Даже сознавая, что все это не более чем игра, Джаван был тронут. Руки его дрожали, и не только о холода, когда он поднял взор на Ревана, который вышел из воды им навстречу. Насквозь промокший, пророк опустился на траву рядом с Торквиллом и ласково опустил ладонь ему на лоб.
– Как твое имя, брат? – спросил он вполголоса, приобнимая того за плечи.
Дерини неуверенно покосился на него.
– Торквилл де ла Марч.
– Торквилл, – повторил Реван. – Ты и вправду желаешь этого? Молишь ли ты Господа, чтобы он очистил тебя и избавил от скверны?
Дерини с благоговение уставился на пророка и медленно кивнул.
– Хвала Господу, что привел тебя сюда, – выдохнул Реван. – Торквилл де ла Марч, ты нашел то, что искал, если только найдешь в себе силы принять это. Если ты, действительно, раскаиваешься в былых грехах и готов навсегда расстаться с заблуждениями прошлого, Господь дарует тебе очищение. Да, и забвение, если таково твое желание.
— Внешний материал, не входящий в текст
Issue #6070, opened 2022-02-19
Migrate test suite to support Flask>2.0


nateprewitt:
As shown in #5846 and #6069, our test suite is now thoroughly broken from Flask 2.0 onwards. We never did a deep dive to understand what caused the breakage and now changes in the underlying modules (markupsafe, werkzeug) are causing further problems. We need to sit down and work out the issue, unblocking upgrading Flask if possible.

mgorny:
Ping.

nateprewitt:
Resolved in #6496.

PR #6496, opened 2023-08-12
Upgrade to httpbin 0.10.0

nateprewitt:
This PR will upgrade the Requests test suite to use the recently released httpbin 0.10.0 that now supports the latest major version of Flask. This will let us remove our pins on pallets projects and hopefully allow distro maintainers to no longer need to support these older versions.

Thanks @mgorny and @kevin1024 for helping get this unblocked and closing out #6070!

### DIFF
--- a/.github/workflows/run-tests.yml
+++ b/.github/workflows/run-tests.yml
@@ -26,6 +26,7 @@ jobs:
       uses: actions/setup-python@e9aba2c848f5ebd159c070c61ea2c4e2b122355e # v2.3.4
       with:
         python-version: ${{ matrix.python-version }}
+        cache: 'pip'
     - name: Install dependencies
       run: |
         make
--- a/requirements-dev.txt
+++ b/requirements-dev.txt
@@ -3,11 +3,7 @@ pytest>=2.8.0,<=6.2.5
 pytest-cov
 pytest-httpbin==2.0.0
 pytest-mock==2.0.0
-httpbin==0.7.0
+httpbin==0.10.0
 trustme
 wheel
 cryptography<40.0.0; python_version <= '3.7' and platform_python_implementation == 'PyPy'
-
-# Flask Stack
-Flask>1.0,<2.0
-markupsafe<2.1


nateprewitt:
The PyPy 3.8 Windows build seems to be consistently timing out at 10 min because it's trying to build wheels for a handful of dependencies and installation is taking ~8 min of the run. We may need to either bump the time limit or see if there's a way we can get the installation step sped up.

Edit: It succeeded on the third retry. zope.interfaces, flasgger, and rpds_py seem to be the time intensive builds for wheels. I'm not sure if we can optimize this at all or if this is just a requirement to operate with PyPy. If this becomes a reoccurring issue, I'd be fine dropping back to fewer PyPy builds if there's not a clear solution.

sigmavirus24:
> Edit: It succeeded on the third retry. zope.interfaces, flasgger, and rpds_py seem to be the time intensive builds for wheels. I'm not sure if we can optimize this at all or if this is just a requirement to operate with PyPy. If this becomes a reoccurring issue, I'd be fine dropping back to fewer PyPy builds if there's not a clear solution.

Why can't we cache the wheels that are built so subsequent runs are faster/less likely to time out?

nateprewitt:
TIL [this](https://github.blog/changelog/2021-11-23-github-actions-setup-python-now-supports-dependency-caching/) was an option. I've pushed up a change to enable it and we'll see if speed improves.

sigmavirus24 (approved):

nateprewitt:
Looking at the builds, the expensive wheels don't look like they're going to take advantage of the cache. They all have unique ABI for each platform and version of PyPy.

`pp39-pypy39_pp73-win`
`pp38-pypy38_pp73-win`
`pp39-pypy39_pp73-macosx_10_9`
etc.

The issues seem isolated to Windows and showed up on the 3.12-dev builds too. It also was happening with other builds so it's not unique to the httpbin changes. I'll merge the cache change because it appears to have some minor improvements for the other builds.

I also see @mgorny is working on a more involved fix in psf/httpbin to deal with windows. I'd rather forego those for now and bump the timeout to 12 min which seems to be the upper bound for the builds that are currently failing. We can reevaluate if it becomes a nuisance.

Примешь ли ты Его мир?
Тяжело дыша, хватаясь за руку Ревана, точно утопающий за веревку, Торквилл кивнул.
– Что я должен сделать?
– Пойдем. – И, поднявшись, Реван потянул лорда за рукав. – Войди со мной в очищающие воды, и Господь дарует тебе покой. Так обещал Он Своим детям. Верь в это, Торквилл, и обретешь искупление.
Тот поднялся, весь дрожа, и с рыданиями последовал за Реваном в воду; Сильвен с Иоахимом поддерживали его, заходя все глубже и глубже. По движению за спиной Джаван понял, что архиепископ все же не выдержал и спускается с холма, чтобы своими глазами взглянуть на чудо. Вместе с толпой он опустился на колени.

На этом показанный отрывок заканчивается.